- **What you should do**: Which of the lines below contain the string "case"? Copy each one.

[Stored data entries]
PR #2711, opened 2025-01-28
assignment_linter() gains operator= argument to allow, e.g. '=' assignments

### LINKED ISSUE #2441: Extend assignment_linter() to enforce '=' by default for assignment

MichaelChirico:
Supersedes #2698 and #2521. h/t again @J-Moravec for getting the ball rolling here.

Closes #2441.

This also un-couples the linted operator from the `allow_trailing` behavior; lints generated by the operator used are now independent of lints generated by line-trailing assignment operators:

```r
## current 'main'
lint("a <-
1", assignment_linter(allow_trailing=FALSE))
# <text>:1:3: style: [assignment_linter] Assignment <- should not be trailing at the end of a line.
# a <-
#   ^~
lint("a =
1", assignment_linter(allow_trailing=FALSE))
# <text>:1:3: style: [assignment_linter] Use <-, not =, for assignment.
# a =
#   ^

## current branch (assignment-operator)
lint("a <-
1", assignment_linter(allow_trailing=FALSE))
# <text>:1:3: style: [assignment_linter] Assignment <- should not be trailing at the end of a line.
# a <-
#   ^~
lint("a =
1", assignment_linter(allow_trailing=FALSE))
# <text>:1:3: style: [assignment_linter] Use one of <-, <<- for assignment, not =.
# a =
#   ^
# <text>:1:3: style: [assignment_linter] Assignment = should not be trailing at the end of a line.
# a =
#   ^
```

Having `<<-` allowed by default is back-compatible, but does strike me as odd -- should we also plan to remove this from the defaults?


IndrajeetPatil (approved):

MichaelChirico:
Thanks @IndrajeetPatil! I'd also like to get feedback from @AshesITR in this case since he commented a lot on the earlier PRs & this will be released soon afterwards.

IndrajeetPatil:
> Having <<- allowed by default is back-compatible, but does strike me as odd -- should we also plan to remove this from the defaults?

Yeah, I think it'll be good to remove it from the defaults.

R/assignment_linter.R
```diff
@@ -64,63 +72,113 @@
...
+#' )
+#'
 #' @evalRd rd_tags("assignment_linter")
 #' @seealso
 #' - [linters] for a complete list of linters available in lintr.
 #' - <https://style.tidyverse.org/syntax.html#assignment-1>
 #' - <https://style.tidyverse.org/pipes.html#assignment-2>
 #' @export
-assignment_linter <- function(allow_cascading_assign = TRUE,
+assignment_linter <- function(operator = c("<-", "<<-"),
```
AshesITR, line 86: Positional changes could affect downstream dependencies if the linter is configured using positional arguments. We should at least check for `is.logical(operator)` to stop with a helpful error message.

R/assignment_linter.R
```diff
@@ -64,63 +72,113 @@
...
-      "Avoid the assignment pipe %s; prefer using <- and %%>%% separately."
+      op_text <- xml_text(op_expr)
+      op_lint_message_fmt <- rep(
+        sprintf(
+          "Use %s for assignment, not %%s.",
+          if (length(operator) > 1L) paste("one of", toString(operator)) else operator
+        ),
+        length(op_text)
+      )
+      op_lint_message_fmt[op_text %in% c("<<-", "->>")] <-
```
AshesITR, line 161: This path will produce a confusing message for `operator = c("<-", "<<-")` when encountering `"->>"`.

R/assignment_linter.R
```diff
@@ -64,63 +72,113 @@
...
+        "Replace %s by assigning to a specific environment (with assign() or <-) to avoid hard-to-predict behavior."
+      op_lint_message_fmt[op_text == "%<>%"] <-
+        "Avoid the assignment pipe %s; prefer using <- and %%>%% separately."
```
AshesITR, line 164: This will be inconsistent advice if `operator = "="`.

tests/testthat/test-assignment_linter.R
AshesITR, line 1: For the test structure, maybe check for deprecation warnings once (maybe with smell tests that the automatic inference of `operator` works correctly) and proceed testing only the new spec with all (old) tests?

That should make full removal easier down the line.

AshesITR (commented):
Good stuff, just a few kinks that could be ironed out.

tests/testthat/test-assignment_linter.R
MichaelChirico: Thanks. Took that approach mainly out of laziness :)

Now, I duplicate the tests of now-deprecated behavior: (1) replace the old test with one using the `operator=` approach (2) copy all the tests that now throw warnings to their own `test_that()`

R/assignment_linter.R
MichaelChirico: Thanks for flagging. I don't see anyone using positional calls:

https://github.com/search?q=lang%3AR+%2F%5Cbassignment_linter%5B%28%5D%5B%5Ea%29%5D%2F+-path%3A.Rd&type=code

And I think 1st is the correct position for the new argument. Still, it can't hurt to add the safety check you mention.

R/assignment_linter.R
MichaelChirico: Good point... I think the sane approach here is to only add this clarification if neither `<<-` nor `->>` is in `operator`, PTAL.

R/assignment_linter.R
```diff
@@ -64,63 +72,116 @@
...
 #' - <https://style.tidyverse.org/pipes.html#assignment-2>
 #' @export
-assignment_linter <- function(allow_cascading_assign = TRUE,
+assignment_linter <- function(operator = c("<-", "<<-"),
+                              allow_cascading_assign = TRUE,
                               allow_right_assign = FALSE,
                               allow_trailing = TRUE,
                               allow_pipe_assign = FALSE) {
-  trailing_assign_xpath <- paste(
+  if (!missing(allow_cascading_assign) || is.logical(operator)) {
```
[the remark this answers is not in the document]
MichaelChirico: True. I think it's a pretty adversarial case though. Doubt anyone will be affected :)

tests/testthat/test-assignment_linter.R
```diff
@@ -186,9 +245,190 @@ test_that("multiple lints throw correct messages", {
...
+      list(message = "Use <- for assignment, not ->", line_number = 4L),
+      list(message = "Avoid the assignment pipe %<>%", line_number = 5L)
+    ),
+    assignment_linter(operator = "<-")
+  )
+})
+
+test_that("assignment operator can be toggled", {
+  eq_linter <- assignment_linter(operator = "=")
+  any_linter <- assignment_linter(operator = "any")
```
AshesITR, line 257: Maybe add a test that lints with this config, too?

AshesITR (commented):
Basically GTG. Nice work, thanks!

AshesITR:
> > Having <<- allowed by default is back-compatible, but does strike me as odd -- should we also plan to remove this from the defaults?
> 
> 
> 
> Yeah, I think it'll be good to remove it from the defaults.

Is there advice in the style guide that motivates this change? If so, I'd be fine with shipping another breaking change related to this linter, given that we do impact analysis first.
Otherwise I see no clear cause to change our default behavior.

MichaelChirico:
> > > Having <<- allowed by default is back-compatible, but does strike me as odd -- should we also plan to remove this from the defaults?
> > 
> > 
> > Yeah, I think it'll be good to remove it from the defaults.
> 
> Is there advice in the style guide that motivates this change? If so, I'd be fine with shipping another breaking change related to this linter, given that we do impact analysis first. Otherwise I see no clear cause to change our default behavior.

Ah, I always assumed there was such advice, but there's not. I think there should be:

https://github.com/tidyverse/style/issues/239

But you're right we shouldn't introduce a breaking change at this late hour if it doesn't contradict the style guide.

On the other hand, {lintr}'s own defaults already do discourage `<<-`: `<<-` is a default undesirable operator.

So at a minimum, we have some internal contradiction in our defaults.

I filed #2717 as a follow-up -- we should at least resolve the conflict in the next release regardless of if there's movement in the upstream style guide report.

tests/testthat/test-assignment_linter.R
MichaelChirico: Well, this specific config won't throw any lints as of now.

I added a test of `operator="any", allow_trailing=FALSE`, though.

AshesITR (approved):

- **Answer to this exercise**:
Thanks @IndrajeetPatil! I'd also like to get feedback from @AshesITR in this case since he commented a lot on the earlier PRs & this will be released soon afterwards.
MichaelChirico: True. I think it's a pretty adversarial case though. Doubt anyone will be affected :)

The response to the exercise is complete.